I had the 4th axis improperly configured, it reached a virtual limit and refused to keep turning  I finished all the turns anyway





I'm still asking myself why I put the orings in the body :nana: 


Pablo


----------



## Scattergun (Feb 19, 2009)

Wow!! Very nice!! 
Would it be possible to machine a body like that one and then make an insert out of carbon fibre? Would be waterproof, and really good looking!


----------



## collector (Feb 19, 2009)

Nice, very nice !!
This will start a whole new rage, mark my words !!


----------



## 1wrx7 (Feb 19, 2009)

Very nice Pablo,

I love to see someting different:thumbsup: Imagine all of the artistic ideas you could incorparate into the grooves Any thoughts on threading the tail for a C/P/M style tailcap?


----------



## maxspeeds (Feb 19, 2009)

That is neat looking! Good for around the house


----------



## ambientmind (Feb 19, 2009)

make some more! those are sweet! an insert would be cool too, but that could be left up to the end user if you left a little bit of room around the batteries.


----------



## McGizmo (Feb 19, 2009)

PEU said:


> I'm still asking myself why I put the orings in the body :nana:
> 
> 
> Pablo






Nice work Pablo! Very cool! :thumbsup: The O-rings help snug the components and keep them from loosening up. You need them!


----------



## greenLED (Feb 19, 2009)

Macanudo, Pablo!

GID mod, anyone? :devil:


...it'd be a ***** to do, but fun in the end.


----------



## DaFABRICATA (Feb 19, 2009)

Holy Moley!!

Thats SWEEEET lookin!

I think the GID or Carbon fiber insert would be bad-***!

Nice Job!


----------



## toby_pra (Feb 20, 2009)

Very nice body...looks like a piece of art!


----------



## Pontiaker (Feb 20, 2009)

I'll buy the one with the boo boo if you make another for yourself to replace it.


----------



## wquiles (Feb 20, 2009)

Very nice looking Pablo!

You know another cool variation? Don't go all the way through the body, just make grooves, and fill then flush with glow in the dark/epoxy mix - I bet it would look outstanding at night (while preserving water resistance), and with the glow being flush, it would probably survive duty as an EDC light, impressing everyone who sees it 

Will


----------



## PEU (Feb 20, 2009)

Thanks for the nice comments guys!

Miguel & Will: Thats a great idea, will do a new one just for testing it out, wish me luck 


Pablo


----------



## Mirage_Man (Feb 20, 2009)

wquiles said:


> Very nice looking Pablo!
> 
> You know another cool variation? Don't go all the way through the body, just make grooves, and fill then flush with glow in the dark/epoxy mix - I bet it would look outstanding at night (while preserving water resistance), and with the glow being flush, it would probably survive duty as an EDC light, impressing everyone who sees it
> 
> Will



How would you fill the grooves without the glow epoxy running out? It wants to level itself doesn't it?


----------



## PEU (Feb 20, 2009)

Mirage_Man said:


> How would you fill the grooves without the glow epoxy running out? It wants to level itself doesn't it?
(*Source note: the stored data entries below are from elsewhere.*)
Issue #1016, opened 2021-11-18
[net][ftpd] Challenges with FTP passive mode


Mellvik:
While working on **passive mode** for `ftpd` - which is taking a lot longer than anticipated, I've come across a number of issues that need to be discussed.

First of all - some background.
FIle transfers with `ftp` come in two flavours. FTP operates via two channels or connections: The command channel which is open for the duration of the session and passes commands and status responses back and forth, usually between an interactive client and a server. 
When the client wats to send or receive data, a data channel is opened for that particular transfer, normally a file or a directory listing. In the old days, when the Internet was 'open', the client would tell the server
'I have opened a socket on address/port a,b,c,d,x,y' where a,b,c,d is the IP address in 4 decimal numbers and 'x,y' is the port number, x*256+y. All in ASCII, easy to see, send, decode etc. This is know as **active mode**: The server connects back to the client for a transfer. When the transfer is complete (or has an error), the data channel is closed. If we're transferring 100 or 10.000 files, a new connection is opened per file. Simple, if not very efficient. 

Active mode works fine in a LAN environment, but not on the Internet: In todays NAT-oriented internet, the client is normally hidden behind a NAT router, possibly a firewall, and connecting to it from the outside is - or should be - impossible. Thus **passive mode**, which is just like active mode, but the opposite. The sever provides the client with a point to connect to for the data transfer:
'I've opened a socket on address/port a,b,c,d,x,y, ready for you to use' and the client initiates the connection. No problems with NAT or firewalls - if the port number is acceptable, which it normally is, but that's a different story.

When opening sockets on Unix/Linux systems, probably others too, a program/server normally leaves to the OS to add local addresses, some times also port numbers for the connection. This is convenient for a number of reasons, relieving the application from keeping track of interfaces and their addresses. On the other hand, in some cases the program needs to find out what address (and port #) the OS assigned to a connection. Such as with  our Passive Mode, where we're supposed to tell the client in clear text where to connect - address and port.

On most  systems, this is easy - such as calling `getsockname` on the socket.  But ELKS does not have this function. How do we implement PASV (technical name for Passive Mode)? Either we implement `getsockname`, which I discussed with @ghaerr and turns out to be a major effort in both code and time, use hard-coding (not really acceptable) or use the `/etc/hosts` file and the `in_gethostbyname` library routine added by @ghaerr last year.

[...]

PR #1024, opened 2021-11-22
[net] Debugging code for CLOSE_WAIT bug

ghaerr:
Adds debugging printf code to see what's happening in https://github.com/jbruchon/elks/issues/1016#issuecomment-975753093.

@Mellvik, this should automatically display exactly what is happening with the undesired CLOSE_WAIT state after closing a socket with data remaining. The closing state transitions taken are all displayed. 

Please capture the results and post. No ^P required.

### DIFF
--- a/elkscmd/inet/nettools/netstat.c
+++ b/elkscmd/inet/nettools/netstat.c
@@ -28,7 +28,7 @@
 #include <ktcp/tcp.h>
 #include <ktcp/netconf.h>
 
-char tcp_states[11][13] = {
+char *tcp_states[11] = {
 	"CLOSED",
 	"LISTEN",
 	"SYN_SENT",
--- a/elkscmd/ktcp/config.h
+++ b/elkscmd/ktcp/config.h
@@ -55,7 +55,8 @@ void dprintf(const char *, ...);
 #endif
 
 #if DEBUG_CLOSE
-#define debug_close	DPRINTF
+//#define debug_close	DPRINTF
+#define debug_close	printf
 #else
 #define debug_close(...)
 #endif
--- a/elkscmd/ktcp/tcp.c
+++ b/elkscmd/ktcp/tcp.c
@@ -276,6 +276,7 @@ static void tcp_established(struct iptcp_s *iptcp, struct tcpcb_s *cb)
 
     if (h->flags & TF_FIN) {
 	cb->rcv_nxt++;
+	debug_close("tcp[%p] packet in established, fin: 1, data: %d, setting state to CLOSE_WAIT\n", cb->sock, datasize);
 	cb->state = TS_CLOSE_WAIT;
 	cb->time_wait_exp = Now;	/* used for debug output only*/
 	debug_tune("tcp: got FIN with data %d buffer %d\n", datasize, cb->buf_used);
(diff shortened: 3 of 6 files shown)


Mellvik:
Thank  you @ghaerr,

here's the first round - just one single test, see print below. There is a mix of ftpd debug prints, I added some comments - hopefully contributing to making the output more understandable. `ftpd` is running in passive mode.

```
getsockname: adr 10.0.2.15, port 49821
Accept                        <--- data connection established
tcpdev release: close socket 00a27e, state is LISTEN          <---- listen) socket released
cmd: 'RETR ls' 13
RETR: <ls> fd 6                  <--- FTP retrieve commend, asking ELKS to send the file 'ls'
RETR error fd 6 len 1500
Data write error: Broken pipe           <----- send fail immediately, this is the s.c. accept-problem, we'll leave that for later
tcpdev release: close socket 00a2ce, state is 
tcp[006f00] NO state change from  on release   <--- at this point, ftpd closes the data socket, not data has made it to the wire
cmd: '????ABOR' 33               <--- the client responds to ^C and sends ABOR (I haven't looked into what the extra chars in front of the ABOR' are yet.)
tcp[000000] packet in established, fin: 1, data: 0, setting state to CLOSE_WAIT
cmd: 'QUIT' 6            <--- the client logs out and disconnects
Quitting...
Child process exiting...
tcpdev release: close socket 00a1de, state is ESTABLISHED   <--- this is the command socket
tcp[00a1de] setting state to FIN_WAIT_1
tcp[00a1de] packet in fin_wait_1, fin: 0
tcp[00a1de] set state CLOSED
tcpdev release: close socket 00a40e, state is ESTABLISHED  <---- this is netstat
```

It is  quite possible that this is somehow related tothe sc. accept() problem, which I've spent more time on today without getting anywhere. The thing is - it is not dependably repeatable. The above command sequence may fail 5 or 10 times in a row (reboots in between), then succeed. And when it succeeds, the same command repeated will succeed forever until a change is made. Such as changing a directory (CWD) or do a directory list instead of a file transfer etc. But that's the accept-problem ...

ghaerr:
Thanks for the testing, it is definitely a corruption problem:
```
tcp[006f00] NO state change from  on release   <--- at this point, ftpd closes the data socket, not data has made it to the wire
cmd: '????ABOR' 33               <--- the client responds to ^C and sends ABOR (I haven't looked into what the extra chars in front of the ABOR' are yet.)
tcp[000000] packet in established, fin: 1, data: 0, setting state to CLOSE_WAIT
```
The values in the square brackets are the socket values in hex. Notice the null pointer in the last statement, and 6f00 isn't valid either. (The valid values look like 'a1de', higher in the heap). The null pointer is causing ktcp to dereference improperly, and that's the reason it's going into the CLOSE_WAIT state. In other words, nothing wrong with ktcp in that area, its being passed a back socket value for some reason. The bad code is likely in your application , but could also be in some other kernel or ktcp code.

I'm betting that the problem is that something is dereferencing a null pointer, which does undetected on 8086. I would suggest that you post (even temporarily) your ftpd code in a PR so we can have a look at it. We need to go through every line looking for corruption, and backtrace this. This is undoubtably the reason for the ???? in the ABORT message as well.

I'm pretty sure the corruption happens before the "broken pipe" reporting as well. Debug code could be added there to show the socket value to confirm that.

Mellvik:
Sounds good, @ghaerr,

will post the code later today. It's ugly as hell at the moment - full of all kinds of debug stuff, far off a mergeable state anyway.

—M

ghaerr:
Thanks @Mellvik. I'm committing more code that will display more information on the -EPIPE read error, should that pop up again. From the conversation in https://github.com/jbruchon/elks/pull/1027#issuecomment-976931484, it seems like both the close_wait and accept problems in ftpd are due to ftpd data corruption.

Nonetheless, please run this entire test suite tomorrow with the new code, which will include some changes made in the SWS PR, but SWS will be turned off. We're going to delay any further work on SWS until ftpd is working in passive mode, to reduce variables.

After your commit of an ftpd update which works, (including 1 second delay and SO_REUSEADDR unused), we can work on both SO_REUSEADDR and SWS separately.

Thank you!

what if I use 10min epoxy and let it dry while slowly turning? just a tought :thinking:


Pablo


----------



## Cuso (Feb 20, 2009)

PEU said:


> what if I use 10min epoxy and let it dry while slowly turning? just a tought :thinking:
> 
> 
> Pablo


That's what I thought, mask the inside and let it run around the grooves, its worth a try...:thumbsup:


----------



## HarryN (Feb 20, 2009)

That is neat Pablo - I like two tone idea. 

It might be possible to tape it off like a mold and pour from the top ?


----------



## Gryloc (Feb 20, 2009)

I thought of two things you can do to be able to add GITD epoxy to the grooves. 

First, you could always machine the grooves deep, buy not all the way through. This way you can pour in the epoxy without worrying about anything from seeping into the battery compartment.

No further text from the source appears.